The poor angry girl now buried herself in the farthest corner of the railway carriage. From there she could hear Mrs. Cameron muttering about “somebody’s” temper, and hoping that “somebody” would get her deserts.

These remarks, uttered several times, frightened Flower so much that at last she looked up, and said, in a queer, startled voice:

“You don’t think Dr. Maybright is going to die? You can’t be so awfully wicked as to think that.”

“Oh, we are wicked, are we, Scorpion?” said Mrs. Cameron, her fat hand gently stroking down Scorpion’s smooth fur from tip to tail. “Never mind, Scorpion, my own; never mind. When the little demon of temper gets into somebody she isn’t quite accountable, is she?”

Flower wondered if any restraining power would keep her from leaping out of the window.

But even the weariest journey comes to an end at last, and twenty-four hours after she had left Sleepy Hollow, Flower, feeling the most subdued, the most abject, the most brow-beaten young person in Christendom, returned to it. Toward the end of the journey she felt impervious to Mrs. Cameron’s sly allusions, and Scorpion growled and snapped at her in vain. Her whole heart was filled with one over-powering dread. How should she find the Doctor? Was he better? Was he worse? Or had all things earthly come to an end for him; and had he reached a place where even the[Pg 141] naughtiest girl in all the world could vex and trouble him no longer?

When the hired fly drew up outside the porch, Flower suddenly remembered her first arrival—the gay “Welcome” which had waved above her head; the kind, bright young faces that had come out of the darkness to greet her; the voice of the head of the house, that voice which she was so soon to learn to love, uttering the cheeriest and heartiest words of greeting. Now, although Mrs. Cameron pulled the hall-door bell with no uncertain sound, no one, for a time at least, answered the summons, and Flower, seizing her opportunity, sprang out of the fly and rushed into the house.

The first person she met, the very first, was Polly. Polly was sitting at the foot of the stairs, all alone. She had seated herself on the bottom step. Her knees were huddled up almost to her chin. Her face was white, and bore marks of tears. She scarcely looked up when Flower ran to her.

“Polly! Polly! How glad I am you at least are not very ill.”

“Is that you, Flower?” asked Polly.

She did not seem surprised, or in any way affected.

“Yes, my leg does still ache very much. But what of that? What of anything now? He is worse! They have sent for another doctor. The doctor from London is upstairs; he’s with him.

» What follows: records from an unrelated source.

PR #181, opened 2016-03-14
(MODULES-3132) Update MOF Parser to modify files with a BOM

glennsarti:
The MOF parser used in the DSC module does not allow BOM (Byte Order Mark) in the text file.  This
can be introduced by third parties as this module depends on the upstream Powershell Github
repository.  This commit adds two steps to the rake rasks.  The first is a new rake task called
dsc:sanitize.  This will parse all MOF files and remove BOM markings if found.  The second is an
additional step to the build process which will scan all MOF files for BOM markings and fail early
if found.

Also in this commit the example SHA in the README_BUILD.md file is incremented to the latest
Powershell GitHub SHA.  This is required as the previous SHA did not include any files with a BOM.

### DIFF
--- a/build/dsc.rake
+++ b/build/dsc.rake
@@ -24,9 +24,72 @@ namespace :dsc do
     end
 
     Rake::Task['dsc:resources:import'].invoke unless File.exists?(default_dsc_resources_path)
+    raise "The MOF files are not sanitized" unless sanitize_mof_files("#{default_dsc_resources_path}/**/*.mof", false)    
     Rake::Task['dsc:types:clean'].invoke(dsc_module_path)
     Rake::Task['dsc:types:build'].invoke(dsc_module_path)
     Rake::Task['dsc:types:document'].invoke(dsc_module_path)
+  end
+
+  def sanitize_mof_files(path_spec, remediate = false)
+    issanitized = true
+    detector = CharlockHolmes::EncodingDetector.new
+    Dir[path_spec].each do |original|
+      if !File.directory?(original)
+        content = File.read(original)
+        detection = detector.detect(content)
+        if detection[:encoding] != 'ISO-8859-1'
+          # Check if a BOM is present
+          bomtype = nil
+          bombytes = IO.binread(original,4)
+          case bombytes[0..3]
+            when "\x00\x00\xFE\xFF"
+              bomtype = bomtype || 'BOM_UTF_32_1'
+            when "\xFF\xFE\x00\x00"
+              bomtype = bomtype || 'BOM_UTF_32_2'
+            when "\xDD\x73\x66\x73"
+              bomtype = bomtype || 'BOM_UTF_EBCDIC'
+            when "\x84\x31\x95\x33"
+              bomtype = bomtype || 'BOM_GB_18030'
+          end
+          case bombytes[0..2]
+            when "\xEF\xBB\xBF"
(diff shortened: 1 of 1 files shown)


Iristyle:
Can probably squash this down @glennsarti and if you want to add a comment that says `paired-with: James Pogran <james.pogran@puppetlabs.com>` that's probably fine.

Also, minor nit that it looks like you're exceeding 72 chars in the commit msg body, so it's rendering a bit funny (on GitHub and in terminal)

glennsarti:
Commits were squashed and commit message ammended

Iristyle:
So in looking at this in more detail... wondering why you chose to go the rake route, rather than modifying the MOF parser code?

I opened up a PR showing the mods necessary to the MOF parser at https://github.com/puppetlabs/mof/pull/2.  Advantages:

* Less code changed (though admittedly it's a bit ugly)
* Parsing not performed in multiple locations
* Doesn't pull Charlock into our Rakefile (which we know won't work on Windows)
* Doesn't rewrite files (which could be considered undesirable)

In some rudimentary testing, the results appear to be the same (still could use some additional validation though).

glennsarti:
I chose the Rake route to allow a user to independently verify the the MOF files prior to import i.e. fail fast.  Also by rewriting the file, a user would be able to verify the content of the file prior to import, if they wished e.g. What if the conversion process munged the file somehow?  If it's inline to the parsing then it's very difficult to diagnose that the content has changed.

That being said I can definitely see the advantages in using your suggested method.  I'll do a quick spike based on your PR and extended it to all possible BOMs and see if I can get the best of both ideas.

Iristyle:
FWIW, I think all possible BOMs is probably overkill.  I would surprised to see anything other than UTF-16LE and UTF-8.  

Sublime can handle:

* `UTF-8 with BOM`
* `UTF-16LE with BOM`
* `UTF-16BE with BOM`

Notepad++ can handle:

* `UTF-8 with BOM`
* `UCS-2 LE with BOM`
* `UCS-2 BE with BOM`

Of course, `UCS-2` is a cousin to `UTF-16`, so I believe they are actually the same.  All of the other esoteric variations are ... well... esoteric.  I also wonder if any of their characters appear in legitimate content for the other encoding types (which could be problematic for us)

Iristyle:
Also - I think your rake idea is useful, but maybe as a separate task outside of the normal workflow.  The MOF parser does currently tell you where it died (I have an incomplete branch that perhaps I should revive that will actually tell you all bad files rather than first bad file).  So I wouldn't be opposed to enabling the ability to file mangle up-front to rake tasks for the debugging reasons you describe.

However, I think there are a few things that make that less desireable in this PR:

* Encoding handling in multiple spots (I think that either rake OR lexer / parser would be best)
* If encoding handling is moved from the MOF parser, to external tasks, it is in turn less resilient as it now relies on the presence of the rake tasks to fix files for it (usually handling of encodings would be performed by a lexer / parser)
* I'll reiterate the Charlock Holmes / Windows compatibility point as well (would love to remove it from the process completely)

I think in an ideal world, the MOF parser library handles everything encoding related... and if we want to enable this rake task based workflow, there are would have some public helpers that the rake tasks could call.  Of course, that's a bit out of the scope of the current efforts here ;0

Iristyle:
After pairing with @glennsarti, closing in favor of https://github.com/puppetlabs/mof/pull/2

PR #302, opened 2024-01-04
Remove support for S3 archive type

sjchmiela:
# Why

Since https://github.com/expo/universe/pull/14139 we don't support uploading projects to S3.

# How

Removed `ArchiveSourceType.S3` and its dependents.

# Test Plan

`yarn build` in root passed.


szdziedzic (commented):
Maybe let's remove https://github.com/expo/eas-cli/blob/2dab7846bebef4d078b401855ecd3a1747b2c2a9/packages/eas-cli/src/build/graphql.ts#L24-L29 first

szdziedzic (approved):

PR #306, opened 2024-01-12
Refactor uploading artifacts

sjchmiela:
# Why

This should make adding generic artifacts easier.

# How

- renamed `ArtifactType` to `ManagedArtifactType` and moved to `eas-build-job`. `ManagedArtifactType`s are artifacts recognized and produced by managed workflow — application archive, "build artifacts" and Xcode logs. `GenericArtifactType`s will have much more possibilities.
- changed `uploadArtifacts` to accept a single object argument instead of a list. _Much_ better.

# Test Plan

I tested this with [the generic artifact types changes](https://github.com/expo/eas-build/pull/307). Mostly, those are types changes, so if types are all right, the pull request should be all right.

### DIFF
--- a/packages/eas-build-job/src/artifacts.ts
+++ b/packages/eas-build-job/src/artifacts.ts
@@ -1,0 +1,8 @@
+export enum ManagedArtifactType {
+  APPLICATION_ARCHIVE = 'APPLICATION_ARCHIVE',
+  BUILD_ARTIFACTS = 'BUILD_ARTIFACTS',
+  /**
+   * @deprecated
+   */
+  XCODE_BUILD_LOGS = 'XCODE_BUILD_LOGS',
+}
--- a/packages/local-build-plugin/src/android.ts
+++ b/packages/local-build-plugin/src/android.ts
@@ -28,7 +28,7 @@ export async function buildAndroidAsync(
       if (artifact.type !== ManagedArtifactType.APPLICATION_ARCHIVE) {
         return null;
       } else {
-        return await prepareArtifacts(artifact.paths, logger);
+        return await prepareArtifacts(artifact.paths, artifact.logger);
       }
     },
     env,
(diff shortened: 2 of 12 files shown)


packages/eas-build-job/src/artifacts.ts
```diff
@@ -0,0 +1,8 @@
+export enum ManagedArtifactType {
+  APPLICATION_ARCHIVE = 'APPLICATION_ARCHIVE',
+  BUILD_ARTIFACTS = 'BUILD_ARTIFACTS',
+  /**
+   * @deprecated
+   */
```
szdziedzic, line 6: Do you know why it is deprecated? I know it was `deperecated` before your PR but I'm wondering what the intention was here

szdziedzic (approved):
Looks good, thanks!

packages/eas-build-job/src/artifacts.ts
sjchmiela: I think at some point we stopped uploading Xcode logs as "build artifacts" and started to treat them separately — not only do they land in a separate bucket (`turtle-v2-logs` vs `turtle-v2-artifacts`), but also they don't get renamed as other artifacts do (from `prefix` to `prefix/name.suffix`).

packages/local-build-plugin/src/android.ts
```diff
@@ -25,11 +24,11 @@ export async function buildAndroidAsync(
...
     logBuffer,
     runGlobalExpoCliCommand: runGlobalExpoCliCommandAsync,
-    uploadArtifacts: async (type: ArtifactType, paths: string[], logger?: bunyan) => {
-      if (type !== ArtifactType.APPLICATION_ARCHIVE) {
+    uploadArtifacts: async (artifact: ArtifactToUpload) => {
+      if (artifact.type !== ManagedArtifactType.APPLICATION_ARCHIVE) {
         return null;
       } else {
-        return await prepareArtifacts(paths, logger);
+        return await prepareArtifacts(artifact.paths, logger);
```
sjchmiela, line 31:
```suggestion
        return await prepareArtifacts(artifact.paths, artifact.logger);
```

PR #307, opened 2024-01-12
Add support for generic artifacts

sjchmiela:
# Why

We want to allow users to upload multiple artifacts, possibly of similar meaning (e.g. multiple iOS apps).

# How

Added `GenericArtifactType` alongside `ManagedArtifactType`.

# Test Plan

- [x] Tested generic artifacts with complementary `turtle-v2` changes.

### DIFF
--- a/packages/build-tools/src/context.ts
+++ b/packages/build-tools/src/context.ts
@@ -12,6 +12,8 @@ import {
   errors,
   Metadata,
   EnvironmentSecretType,
+  GenericArtifactType,
+  isGenericArtifact,
 } from '@expo/eas-build-job';
 import { ExpoConfig } from '@expo/config';
 import { bunyan } from '@expo/logger';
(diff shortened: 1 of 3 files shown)


packages/build-tools/src/context.ts
```diff
@@ -219,7 +227,7 @@ export class BuildContext<TJob extends Job> {
     logger: bunyan;
   }): Promise<void> {
     const bucketKey = await this._uploadArtifact({ artifact, logger });
-    if (bucketKey) {
+    if (bucketKey && !isGenericArtifact(artifact)) {
       this.artifacts[artifact.type] = bucketKey;
     }
```
szdziedzic, line 232: Sorry probably this is a stupid question, but where will be the information about the generic artifacts currently stored?

szdziedzic: Oh okay, I think I know the answer, we don't support generic artifacts for old build flow so we don't care about storing info about them here.

szdziedzic (approved):

packages/build-tools/src/context.ts
sjchmiela: My initial ideas are somewhere around:
- we know what type of the application archive is being built for managed builds based on flags (`platform`, `simulator`, maybe others)
- we could upload managed application archives as:
  - generic artifact of respective type (`${platform}_${...}`)
  - _and_ set as `APPLICATION_ARCHIVE` bucket key too
- managed build artifacts are just `UNKNOWN` generic artifacts
- then we move `www` and `website` to use generic artifacts
- then we can remove managed artifacts altogether.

I’m waiting here to catch him when he comes down, for I must know the very worst.”

“The very worst!” echoed Flower in a feeble tone.

She tumbled down somehow on to the stair beside Polly, and the next instant her death-like face lay in Polly’s lap.

“Now, my dear, you need not be in the least frightened,” said a shrill voice in Polly’s ears. “A most troublesome young person! a most troublesome! She has just fainted; that’s all. Let me fetch a jug of cold water to pour over her.”

“Is that you, Aunt Maria?” said Polly. “Oh, yes, there was a telegram, but we forgot all about it. And is that Scorpion, and is he going to bark? But he mustn’t! Please kneel down here, Aunt Maria, and hold Flower’s head. Whatever happens, Scorpion mustn’t bark.